Lemurpediculus robbinsi

Scientific classification
- Domain: Eukaryota
- Kingdom: Animalia
- Phylum: Arthropoda
- Class: Insecta
- Order: Psocodea
- Family: Polyplacidae
- Genus: Lemurpediculus
- Species: L. robbinsi
- Binomial name: Lemurpediculus robbinsi Durden, Blanco & Seabolt, 2017

= Lemurpediculus robbinsi =

- Genus: Lemurpediculus
- Species: robbinsi
- Authority: Durden, Blanco & Seabolt, 2017

Species of louse

Lemurpediculus robbinsi is an ectoparasite of Crossley's dwarf lemur, Cheirogaleus crossleyi A. Grandidier, in Madagascar.
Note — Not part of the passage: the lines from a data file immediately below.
PR #619, opened 2021-09-11
coredns 1.7.0 prometheus metrics rename

### LINKED ISSUE #561: `coredns` metric name changes
Since version 1.7.0 of coredns netdata does not collect metrics from coredns for a name change.
The changes are in [this commit](https://github.com/coredns/coredns/commit/19cfa2960cc415e0e38d36fc9d9325bd636c000e#diff-5174d6f6b54aaa256b1c63113e1ae9d4906b1c1b92b9324957468643a5c0e4cd)
New metrics:
from `coredns_panic_count_total` to `coredns_panics_total`
from `coredns_dns_request_count_total` to `coredns_dns_requests_total`
from `coredns_dns_response_rcode_count_total` to `coredns_dns_responses_total`
from `coredns_dns_request_type_count_total` to `coredns_dns_requests_total`

georgeok:
Fixes #561


modules/coredns/collect.go
```diff
@@ -3,30 +3,44 @@ package coredns
 import (
 	"fmt"
 
+	"github.com/hashicorp/go-version"
```
ilyam8, line 6: Can we use

https://github.com/netdata/go.d.plugin/blob/9e912ff0bde663f2319f00bc315140d59c59fc91/go.mod#L11

?

ilyam8:
@georgeok thanks for the fix!

modules/coredns/collect.go
georgeok: sure yes

modules/coredns/collect.go
```diff
@@ -3,30 +3,44 @@ package coredns
...
-	//   coredns_dns_request_count_total{family="1",proto="udp",server="dns://:53",zone="dropped"} 2
-	//   coredns_dns_request_count_total{family="1",proto="udp",server="dns://:53",zone="ya.ru."} 2
-	metricRequestCountTotal       = "coredns_dns_request_count_total"
-	metricRequestTypeCountTotal   = "coredns_dns_request_type_count_total"
-	metricResponseRcodeCountTotal = "coredns_dns_response_rcode_count_total"
+	//   coredns_dns_requests_total{family="1",proto="udp",server="dns://:53",zone="dropped"} 2
+	//   coredns_dns_requests_total{family="1",proto="udp",server="dns://:53",zone="ya.ru."} 2
+	metricRequestCountTotal       string
+	metricRequestTypeCountTotal   string
+	metricResponseRcodeCountTotal string
```
ilyam8, line 43: These are global vars and we change them. Won't work if there are 2 jobs: the first collects from v1.6.9, second from v1.7.0+

georgeok: Yes, that's true. I moved this to a struct and make this struct a variable to the CoreDNS object so that each job will have the correct values

georgeok: @ilyam8 Please let me know if that's ok now...

ilyam8: Looks good 👍 Thanks!

modules/coredns/testdata/version170/some_load.txt
```diff
@@ -0,0 +1,180 @@
...
+coredns_dns_requests_total{family="1",proto="udp",server="dns://:53",zone="coredns.io."} 6
+coredns_dns_requests_total{family="1",proto="udp",server="dns://:53",zone="dropped"} 9
+coredns_dns_requests_total{family="1",proto="udp",server="dns://:53",zone="ya.ru."} 9
+coredns_dns_requests_total{family="1",proto="udp",server="dns://:54",zone="coredns.io."} 13
+coredns_dns_requests_total{family="1",proto="udp",server="dns://:54",zone="dropped"} 12
+coredns_dns_requests_total{family="1",proto="udp",server="dns://:54",zone="ya.ru."} 12
+# HELP coredns_dns_requests_total Counter of DNS requests per type, per zone.
+# TYPE coredns_dns_requests_total counter
+coredns_dns_requests_total{server="",type="A",zone="dropped"} 7
+coredns_dns_requests_total{server="",type="AAAA",zone="dropped"} 7
```
ilyam8, line 19: How did you get this test data? Using `sed`? :smile:

[It should be](https://github.com/coredns/coredns/tree/master/plugin/metrics#description)

- `coredns_dns_requests_total{server, zone, proto, family, type}`

And you have same metric name with different label set:
 - coredns_dns_requests_total{family, proto, server, zone}
 - coredns_dns_requests_total{server, type, zone}

georgeok: I actual tried to cheat and copy the data from v1.6.9 but it didn't work my way. Ok, now last commit should have valid test data.

modules/coredns/collect.go
```diff
@@ -37,6 +51,20 @@ func (cd *CoreDNS) collect() (map[string]int64, error) {
 	}
 
 	mx := newMetrics()
+	if cd.version == nil {
+		cd.version = cd.Version(raw)
+		if cd.version.LTE(version169) {
```
ilyam8, line 56: > if cd.version.LTE(version169)

How does it work if `cd.Version(raw)` returns nil?

georgeok: Atm the moment the collected metric keys will be empty strings which will not provide us any data. We could set a default version but that's also not guaranteed to work if version fails or we could skip the collection of these metrics if we can't find the version. I think the seconds solution is better. What do you think?

ilyam8: What I mean is:
 - "cd.Version" returns nil on error.
 - it means that "if cd.version.LTE(version169)" will panic

modules/coredns/collect.go
```diff
@@ -89,13 +81,34 @@ func (cd *CoreDNS) collect() (map[string]int64, error) {
 	return stm.ToMap(mx), nil
 }
 
-// Summary
+func (cd *CoreDNS) updateVersionDependentMetrics(raw prometheus.Metrics) {
+	if cd.version == nil {
+		if version := cd.Version(raw); version != nil {
```
ilyam8, line 86: Perhaps minor, but still. In case of a version parse error, we can assume that it doesn't make sense to keep trying it - otherwise we will log parse error on every data collection.

modules/coredns/collect.go
```diff
@@ -89,13 +81,34 @@ func (cd *CoreDNS) collect() (map[string]int64, error) {
...
+				cd.metricNames.panicCountTotal = metricPanicCountTotal170orNewer
+				cd.metricNames.requestCountTotal = metricRequestCountTotal170orNewer
+				cd.metricNames.requestTypeCountTotal = metricRequestTypeCountTotal170orNewer
+				cd.metricNames.responseRcodeCountTotal = metricResponseRcodeCountTotal170orNewer
+			}
+		}
+	}
+}
 
 func (cd CoreDNS) Version(raw prometheus.Metrics) *semver.Version {
```
ilyam8, line 103: I suggest making this method private or even make it a function ("parseVersion" or something).

modules/coredns/collect.go
georgeok: oh, I see the issue now. I've pushed a fix along with some small refactoring and a unit test to cover the case where the server doesn't report the version. In this case from now on we will not try to collected the 4 metrics that require the server version.

modules/coredns/collect.go
georgeok: done!

modules/coredns/collect.go
georgeok: I've added some check to avoid retrying. I also had to change some receiver functions from values to pointer because we were passing copies of the `CoreDNS` objects and state changes were lost.
https://github.com/netdata/go.d.plugin/pull/619/files#diff-425bfb25babae1534ae9cac4c982308ab535f71e214b4661abc052a063adfc3dR109
and 
https://github.com/netdata/go.d.plugin/pull/619/files#diff-425bfb25babae1534ae9cac4c982308ab535f71e214b4661abc052a063adfc3dR114

georgeok: Please be careful, I am sure if there if they were value receivers for some specific reason.

modules/coredns/collect.go
```diff
@@ -38,11 +52,19 @@ func (cd *CoreDNS) collect() (map[string]int64, error) {
...
-	cd.collectPanic(mx, raw)
-	cd.collectSummaryRequests(mx, raw)
-	//cd.collectSummaryRequestsDuration(mx, raw)
-	cd.collectSummaryRequestsPerType(mx, raw)
-	cd.collectSummaryResponsesPerRcode(mx, raw)
+	// some metric names are different depending on the version
+	// update them once
+	if !cd.skipVersionCheck {
+		cd.updateVersionDependentMetrics(raw)
+	}
```
ilyam8, line 59: neat: let's change "cd.skipVersionCheck" to true right after "cd.updateVersionDependentMetrics(raw)", not inside it

modules/coredns/collect.go
```diff
@@ -61,14 +83,50 @@ func (cd *CoreDNS) collect() (map[string]int64, error) {
...
+			} else {
+				cd.metricNames.panicCountTotal = metricPanicCountTotal170orNewer
+				cd.metricNames.requestCountTotal = metricRequestCountTotal170orNewer
+				cd.metricNames.requestTypeCountTotal = metricRequestTypeCountTotal170orNewer
+				cd.metricNames.responseRcodeCountTotal = metricResponseRcodeCountTotal170orNewer
+			}
+		}
+	}
+	cd.skipVersionCheck = true
+}
```
ilyam8, line 104: neat: let's use early return, that is always a good idea in my opinion. And I think we don't need to check "if cd.version == nil", that func states that it updates the version, so let's do it (it will be only once anyway because there is "if !cd.skipVersionCheck" check in the collect).

ilyam8:
@georgeok thanks, i have few minor suggestion, apart from that LGTM

georgeok:
All done. Thank you for the valuable feedback

modules/coredns/collect.go
```diff
@@ -38,11 +52,20 @@ func (cd *CoreDNS) collect() (map[string]int64, error) {
...
+		cd.skipVersionCheck = true
+	}
+
+	// we can only get these metrics if we know the server version
+	if cd.version != nil {
+		cd.collectPanic(mx, raw)
+		cd.collectSummaryRequests(mx, raw)
+		cd.collectSummaryRequestsPerType(mx, raw)
+		cd.collectSummaryResponsesPerRcode(mx, raw)
+	}
```
ilyam8, line 68: Wait, if "cd.version" is nil we can't collect anything because "cd.metricNames" fields are empty strings.

modules/coredns/collect.go
```diff
@@ -61,14 +84,49 @@ func (cd *CoreDNS) collect() (map[string]int64, error) {
 	return stm.ToMap(mx), nil
 }
 
-// Summary
+func (cd *CoreDNS) updateVersionDependentMetrics(raw prometheus.Metrics) {
+	version := cd.parseVersion(raw)
+	if version == nil {
+		return
+	}
```
ilyam8, line 91: Should we version = version169 if we can't find a build info metric?

ilyam8: I see **all** "FindByName" functions use "cd.metricNames" and we set the structure fields only if we manage to find/parse the version metric.

I think we always get "coredns_build_info" metric, but if not there are 2 ways

- if we don't try to guess, we should return immidiatly after https://github.com/georgeok/go.d.plugin/blob/5ccfd0b2f30319d5f92076953cac9829528ee54c/modules/coredns/collect.go#L57-L60 if cd.version == nil.
- or assume that version is X and try to process metrics.

I am confused because you added cd.version != check [here](https://github.com/georgeok/go.d.plugin/blob/5ccfd0b2f30319d5f92076953cac9829528ee54c/modules/coredns/collect.go#L62-L68), but not [there](https://github.com/georgeok/go.d.plugin/blob/5ccfd0b2f30319d5f92076953cac9829528ee54c/modules/coredns/collect.go#L70-L81).

ilyam8:
Thanks @georgeok !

Both sexes of the louse species are distinct from the two previously known species of Lemurpediculus, L. verruculosus (Ward) and L. petterorum Paulian.

Crossley's dwarf lemur is endangered, so its obligate parasites must also be considered endangered.

Lemurpediculus robbinsi is not yet known to be a vector of pathogens or parasites to its host.

==Morphology==
Lemurpediculus robbinsi is morphologically similar to other Lemurpediculus species, but can be taxonomically separated from them based on the shape of the subgenital plate of the female and the shape of the genitalia of the male.